# Storage Model Details

October 9, 2014

This post fills in some more details of the demand-side storage model. In the last post I presented a flow chart of how the logic works but didn’t give a diagram of what the physical system might look like. That’s below.

I’ve illustrated the switch as being a separate component so we can see that electricity could bypass actually being inverted and stored (electricity from the grid sometimes goes directly to the demand). In reality, the inverter/switch/charge controller would be one system. This unit and the batteries would be the initial costs for the system.

## Model Parameters

For electricity going straight to serve demand (not being stored first), there are essentially no additonal losses. However, batteries only accept DC electricity, so we need an inverter to turn the AC off the grid to DC and back. There are losses associated with this conversion, and the batteries themselves are lossy. For now I’ve set these efficiencies as constants, but implemented them in functions so they could in the future get more sophisticated modeling (charging efficiency for batteries is dependent on depth of charge). The nominal efficiency values are taken from Renewable and Efficient Electric Power Systems by Gilbert Masters.

```
def inverter_efficiency(direction):
if direction == 'charging':
eff = .85
elif direction == 'discharging':
eff = .85
return eff
def battery_efficiency(direction):
if direction == 'charging':
eff = .85
elif direction == 'discharging':
eff = .85
return eff
```

There are also several other system parameters that need to be initialized, including the size of the storage, costs, etc. In future analyses these variables can be varied to assess the effects on costs and energy.

```
inverter_controller_cost = 2000. # ballpark
storage_cost_perkWh = 200. / 1.2 # cost per kWh; amazon.com lead-acid deep cycle
storage_size_kWh = 9. # storage size in kWh
P_max_charge = (100. / 3.) * 12. / 1000. # C/3 charge rate at 12 V (converted to kW)
E_min_depth = 0.2 # maximum depth of discharge in percent
E_min = E_min_depth * storage_size_kWh
```

## Results

Once the model has calculated all the energy flows for each hour over the course of the year, I calculate a set of key properties of the system behavior. These results are shown in the table below. These are the characteristics I’ll be interested in as the system parameters described above are varied (though I may modify this set).

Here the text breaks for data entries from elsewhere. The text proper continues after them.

PR #882, opened 2023-03-24
fix(migration-graph): look for service impl be either .js or .ts

### LINKED ISSUE #822: bug: when resolving a service usage to implementation, we should check to see if a ts file exists.
Internal issue, with voyager:

```
Error: Unexpected error when parsing /some-project/packages/some-web/app/adapters/-ember-m3.js. Attempting to resolve service "global-http-headers" from module/package name "global-services" in package: /some-project/packages/addons/global-services.
```
Reason it failed was that the package `global-services` impl for `global-http-headers` was migrated to `.ts` and failed the lookup on `/some-project/packages/addons/global-services/services/global-http-headers.js`

wondersloth:
This fixes #822 
- There are two scenarios, we are looking within an app, or within an addon.
- For either service implementation we have to see if there is a file with a `.ts` or a `.js` extension on disk.

### DIFF
--- a/packages/migration-graph-ember/src/entities/ember-app-package-graph.ts
+++ b/packages/migration-graph-ember/src/entities/ember-app-package-graph.ts
@@ -93,23 +93,6 @@ export class EmberAppPackageGraph extends PackageGraph {
     this.debug('>>> SERVICES DISCOVERD', services);
 
     services.forEach((s) => {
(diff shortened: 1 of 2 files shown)


wondersloth (commented):
Ready for review.

lynchbomb (approved):

Issue #876, opened 2023-03-24
[Internal] rehearsal migrate, when ts-config.json has a comment fails parsing


wondersloth:
When a `ts-config.json` exists in a project and has a comment, it breaks a json parser in rehearsal. We need this to support comments for internal products.

```
{
  "$schema": "https://json.schemastore.org/tsconfig",
  "extends": "@linkedin/ts-bases/node16/tsconfig.json",
  "compilerOptions": {
    "allowJs": true
  }
  /**

   You will need to add relative paths in the "include" options that
   point to the root of your source and tests.

  "include": [
    //
    // For example:
    //
    // "src",
    // "test"
  ]

  */
}
```
This happening after:

```
  rehearsal:migration-graph-sahred:PackageGraph       couldNotResolve: false,
  rehearsal:migration-graph-sahred:PackageGraph       dependencyTypes: [Array],
  rehearsal:migration-graph-sahred:PackageGraph       matchesDoNotFollow: false,
  rehearsal:migration-graph-sahred:PackageGraph       circular: false,
  rehearsal:migration-graph-sahred:PackageGraph       valid: true
  rehearsal:migration-graph-sahred:PackageGraph     }
  rehearsal:migration-graph-sahred:PackageGraph   ],
  rehearsal:migration-graph-sahred:PackageGraph   dependents: [],
  rehearsal:migration-graph-sahred:PackageGraph   orphan: false,
  rehearsal:migration-graph-sahred:PackageGraph   valid: true
  rehearsal:migration-graph-sahred:PackageGraph } +1ms
  rehearsal:migrate:analyze migrationOrder [
✔ Validate project
✔ Initialize
↓ Install dependencies [SKIPPED]
↓ Create tsconfig.json [SKIPPED]
↓ Create eslint config [SKIPPED]
✔ Add package scripts
✖ /private/var/folders/9n/72xhx63x5gzcqchlbd5skvz40003jl/T/reheasal-smoke_-27421-IDaiBHi2uUMH/urn-utils/tsc…
◼ Convert JS files to TS
error:   SyntaxError: /private/var/folders/9n/72xhx63x5gzcqchlbd5skvz40003jl/T/reheasal-smoke_-27421-IDaiBHi2uUMH/urn-utils/tsconfig.json: Unexpected token / in JSON at position 161
```

lynchbomb:
Ok we need to use json5 for parsing then

lynchbomb:
Fixed with #883

PR #883, opened 2023-03-24
fix: refactor to use json5.parse for read of tsconfig

wondersloth:
In parts of CLI package we were using `readJSONSync` from `fs` for reading `tsconfig.json`. This doesn't work for `.json` files that have comments, or unquoted keys.

See #876 for example where an internal `tsconfig.json` from the jeeves task created config with a comment.

### Added
- **packages/util/** Add `readTSConfig` method using `json5.parse()`
### Changed
- **packages/util** Refactored `writeTSConfig()` to allow for passing of a config data. Expose defaults at DEFAULT_TS_CONFIG.
- **packages/cli** Refactor usages where reading and writing to `tsconfig.json` to use  `readTSConfig` and `writeTSConfig` from `@rehearsal/util`.
- **packages/cli** Refactor tests in `analyze.test.ts` to setup and tear down projects more succinctly using the fixturify API.

### Removed
- Usage of `json5` in **packages/cli** as it's no longer used.

Notes: 
- We should not not drop usage `get-tsconfig` as it it collapses and resolved the tsconfig down to it's final shape. This is critical in it's use case.
- We can't use `get-tsconfig` everywhere because it expands all globs patterns for the tsconfig.include property, which is not what we want in most cases.

### DIFF
--- a/packages/cli/package.json
+++ b/packages/cli/package.json
@@ -55,7 +55,6 @@
     "fs-extra": "^11.1.0",
     "get-tsconfig": "^4.4.0",
     "js-yaml": "^4.1.0",
-    "json5": "2.2.3",
     "listr2": "^5.0.7",
     "minimatch": "^7.4.2",
     "semver": "^7.3.8",
--- a/packages/cli/src/commands/migrate/tasks/analyze.ts
+++ b/packages/cli/src/commands/migrate/tasks/analyze.ts
@@ -5,9 +5,8 @@ import {
   getMigrationStrategy,
   SourceFile,
 } from '@rehearsal/migration-graph';
-import { determineProjectName } from '@rehearsal/utils';
+import { determineProjectName, readTSConfig, writeTSConfig } from '@rehearsal/utils';
 import debug from 'debug';
-import { readJSONSync, writeJSONSync } from 'fs-extra/esm';
 import { ListrDefaultRenderer, ListrTask } from 'listr2';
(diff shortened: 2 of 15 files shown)


packages/cli/test/commands/upgrade.test.ts
```diff
@@ -113,7 +112,7 @@ describe('upgrade:command typescript@next', () => {
     expect(result.stdout).contain(`Rehearsing with typescript@${latestPublishedTSVersion}`);
     expect(existsSync(reportFile)).toBeTruthy();
 
-    const report = readJSONSync(reportFile) as import('@rehearsal/reporter').Report;
+    const report = readJSON(reportFile) as import('@rehearsal/reporter').Report;
```
wondersloth, line 115: This could be rewritten as:
```suggestion
    const report = readJSON< import('@rehearsal/reporter').Report>(reportFile);
```

Though this is a test and it's minor.

wondersloth:
Overall I think using JSON5 is bad because it doesn't quote attributes when writing.

There is a package `get-tsconfig` that is being used to readTsConfig, that we should use consistently to close out this issue.

- [x] Refactor reading of tsconfig to use a singular method readTsConfig() from utils that will use `get-tsconfig` package. This will 
- [x] Drop refactor to use a readJSON and writeJSON method with JSON5.

lynchbomb (approved):

PR #885, opened 2023-03-25
Update test-and-lint.yml

chadhietala:
I noticed that #879 removed the unit tests from CI but it should actually run. This also pulls apart the steps for lint, test, slow-test so they can run in parallel.
Screenshot 2023-03-25 at 12 49 18 PM


lynchbomb:
test:slow is additive to test. ie test:slow should be all that is needed (shouldn’t need test:slow plus test)

PR #886, opened 2023-03-26
fix(cli): generator for interactive mode

### LINKED ISSUE #831: migrate is overly verbose on `processing file:`
See attached video. The `git mv` is working correctly with interactive mode - however `processing file:` is now logging every `.ts` file migrated and the remaining `.js` files in the migrated package. The desired logging should only print `processing file:` once.

https://user-images.githubusercontent.com/10506014/223883334-c413b02c-cb83-4d23-81a2-0dbee32088f2.mov

haochuan:
Fixes #831 

##  In `PluginsRunner`

- Change `*run` to a generator, which will yield at each file.

##  In `migrate` package

- Use `*run`.

## In `regen` package, and `upgrade` CLI command

Use this to call the generator:

```
for await (const _ of runner.run(fileNames)) {
        // no ops for yield
      }
```

## Re-structure the loop and conditions in CLI `convert` task

- If we have files to migrate, continue
- Iteration `*run`
  - In ci mode, just tracking files in every iteration
  - In interactive mode, stop at each `yield` and prompt for options


packages/service/src/plugin.ts
```diff
@@ -41,7 +41,7 @@ export class PluginsRunner {
     return this;
   }
 
-  async run(fileNames: string[], logger?: PluginLogger): Promise<void> {
```
lynchbomb, line 44: What is the use-case for keeping run? Why not have the generator as the default and when we don’t need to process the yielded file just drain the entire process.

haochuan: @lynchbomb 

Two reasons to keep `run` while writing these:

1. I though the `setImmediate(next)` in the old `run` would still be a little little faster than just yield, when we just want to run all of them at once.
2. `await runAll(fileNames)` looks a little cleaner than `for await (const _ of run(fileName)) { // do thing }`

But I'm totally open to just keeping the generator version, since the difference is just too little.

haochuan: @lynchbomb let me know. If you think it's better to just keep the generator version `run`, I'm happy to change to that.

egorio: I, the opposite, would keep only `run` with Promise output with a callback and hide the generator inside, like this (example with migrate):

Instead of
```
for await (const f of migrate(input)) {
   migratedFiles.push(f);
}
```
do 
```
await migrate(input, (file) => migratedFiles.push(file))
```

If we want to keep the generator as output - I think it's better to keep only `run => AsyncGenerator` to avoid confusion... but I don't like the idea that devs need to handle yields just by running plugins (`for await (const _ of run(fileName)) { // do thing }`).

egorio (approved):

PR #110, opened 2022-03-25
feat: add unzip subcommand

bloodearnest:
This simply wraps gunzip as a helpful cross platform tool for users to
be able to examine gzip compressed outputs locally

### DIFF
--- a/opensafely/unzip.py
+++ b/opensafely/unzip.py
@@ -1,0 +1,45 @@
+import gzip
+import sys
+from pathlib import Path
+
+DESCRIPTION = "Unzip a compressesd .csv.gz or .dta.gz file for local viewing"
+
+
+def add_arguments(parser):
+    parser.add_argument(
+        "path", help="path to unzip. If a directory, unzip all .gz files in it"
+    )
+
+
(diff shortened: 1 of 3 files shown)


opensafely/unzip.py
```diff
@@ -0,0 +1,44 @@
...
+    try:
+        tmp = dst_path.with_suffix(".tmp")
+        with tmp.open("wb") as dst:
+            with gzip.open(src_path) as src:
+                while block := src.read(8192):
+                    dst.write(block)
+    except Exception:
+        tmp.unlink(missing_ok=True)
+    else:
+        tmp.rename(dst_path)
```
evansd, line 44: I think `replace()` is better behaved on Windows, although I can't quite remember the details:
https://docs.python.org/3.8/library/pathlib.html#pathlib.Path.replace

bloodearnest: TIL: https://stackoverflow.com/questions/60369291/os-link-vs-os-rename-vs-os-replace-for-writing-atomic-write-files-what/65553754#answer-65553754

PR #115, opened 2022-04-25
feat: Add a log-stats command

rebkwok:
We now log a bunch of useful stats from cohort-extractor.
This extracts the summary (job id, run by user etc) and cohortextractor-stats from log files and saves them as a JSONL file in the metadata folder.
Intended for use with research-action - see https://github.com/opensafely-core/research-action/pull/49 - which will send the JSONL file to honeycomb


opensafely/__init__.py
```diff
@@ -42,6 +43,7 @@ def add_subcommand(cmd, module):
     add_subcommand("check", check)
     add_subcommand("jupyter", jupyter)
     add_subcommand("unzip", unzip)
+    add_subcommand("log-stats", log_stats)
```
evansd, line 46: If I was going to be _super_ bikesheddy I might say the main verb should be something like "extract" here rather than "log" (e.g. `extract-stats` or `extract-logs`) because that's a more accurate description of what it's doing. I don't hugely care about this, but given that it's awkward to change it later it's maybe worth ~3 minutes of thought.

opensafely/log_stats.py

**’% Peak Demand Battery’**: Percent of the total peak demand over the year served from the battery**’% Peak kWh Shaved’**: Percent of the total demand during peak hours removed from the grid**’% Purchased During Off-Peak’**: Percent of annual electricity purchased during off-peak hours**’% Purchased During Peak’**: Percent of annual electricity purchased during peak hours**‘Annual System Eff’**: Total annual demand divided by total annual electricity purchased**‘Annual Var Cost’**: Annual electricity cost**‘Hours Battery Depleted’**: Number of hours in the year that battery is drained to maximum depth of discharge**‘Hours Battery Full’**: Number of hours in the year that battery is fully charged**‘Hours on Battery Only’**: Number of hours in the year that demand is served by battery alone**‘Initial Cost’**: Initial system cost (inverter + batteries)**‘Peak kWh Shaved’**: Total electricity during peak hours removed from the grid**‘Total kWh Purchased’**: Total annual electricity purchased

Below are some initial values from the simulation with a storage size of 9 kWh.

```
{ '% Peak Demand Battery': 0.62841144933029902,
'% Peak kWh Shaved': 0.54435814423603923,
'% Purchased During Off-Peak': 0.90852312473716113,
'% Purchased During Peak': 0.091476875262838833,
'Annual System Eff': 0.93101271339465896,
'Annual Var Cost': 572.33,
'Hours Battery Depleted': 1087,
'Hours Battery Full': 1863,
'Hours on Battery Only': 1169,
'Initial Cost': 3500.0,
'Peak kWh Shaved': 979.38848750000284,
'Total kWh Purchased': 8961.5382045414281 }
```

For these initial values, what stood out to me was that I removed 54% of the residence’s annual peak demand from the grid (this is the ‘% Peak kWh Shaved’). This is the reason utilities might want to think about incentivizing residential customers to purchase grid-tied battery systems such as this (beyond just the time-of-use-pricing incentive itself). I should say that the current model is agnostic to exactly which peak hours load is being shaved from - it just uses the battery first until it’s depleted and then switches to grid during peak hours. Utilities would want to be a bit more sensitive to this, since their peak time-of-use currently starts at 10am weekdays in the summer but the actual “peak” won’t hit until around 4pm. In the current model I’ve created, the battery is used up first so I wouldn’t be shaving peak load at 4pm. This could be addressed with some logic that is a bit more clever than what I’ve currently got.